#### Task input ####

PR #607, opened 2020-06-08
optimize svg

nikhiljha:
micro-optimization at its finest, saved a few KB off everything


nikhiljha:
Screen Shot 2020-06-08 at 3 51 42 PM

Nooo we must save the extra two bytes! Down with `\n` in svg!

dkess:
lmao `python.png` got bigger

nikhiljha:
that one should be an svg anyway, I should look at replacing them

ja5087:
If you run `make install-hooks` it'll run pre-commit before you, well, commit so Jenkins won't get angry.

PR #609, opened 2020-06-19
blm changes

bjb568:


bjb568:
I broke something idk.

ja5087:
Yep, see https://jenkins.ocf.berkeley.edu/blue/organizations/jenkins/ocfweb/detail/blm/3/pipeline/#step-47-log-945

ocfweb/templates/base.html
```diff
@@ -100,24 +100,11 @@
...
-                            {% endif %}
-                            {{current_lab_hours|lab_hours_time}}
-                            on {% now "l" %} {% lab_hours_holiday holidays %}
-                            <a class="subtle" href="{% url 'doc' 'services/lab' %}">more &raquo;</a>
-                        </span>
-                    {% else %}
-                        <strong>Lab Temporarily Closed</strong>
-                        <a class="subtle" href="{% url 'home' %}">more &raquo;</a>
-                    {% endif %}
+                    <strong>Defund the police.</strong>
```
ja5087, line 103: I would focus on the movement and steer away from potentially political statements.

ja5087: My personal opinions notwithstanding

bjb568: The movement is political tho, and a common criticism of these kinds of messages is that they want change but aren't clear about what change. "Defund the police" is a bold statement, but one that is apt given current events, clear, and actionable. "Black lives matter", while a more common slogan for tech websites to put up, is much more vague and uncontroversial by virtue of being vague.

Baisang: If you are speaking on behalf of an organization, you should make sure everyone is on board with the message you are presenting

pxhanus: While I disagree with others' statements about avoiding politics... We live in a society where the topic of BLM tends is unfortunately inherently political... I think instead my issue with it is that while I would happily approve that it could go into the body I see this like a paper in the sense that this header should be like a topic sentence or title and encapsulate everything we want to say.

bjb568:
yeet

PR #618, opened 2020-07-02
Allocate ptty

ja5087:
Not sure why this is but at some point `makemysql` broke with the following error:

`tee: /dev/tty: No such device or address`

####

How to complete this task: Each line holding "sure" in the records should be copied out.

Solution for this exercise:
Baisang: If you are speaking on behalf of an organization, you should make sure everyone is on board with the message you are presenting
Not sure why this is but at some point `makemysql` broke with the following error:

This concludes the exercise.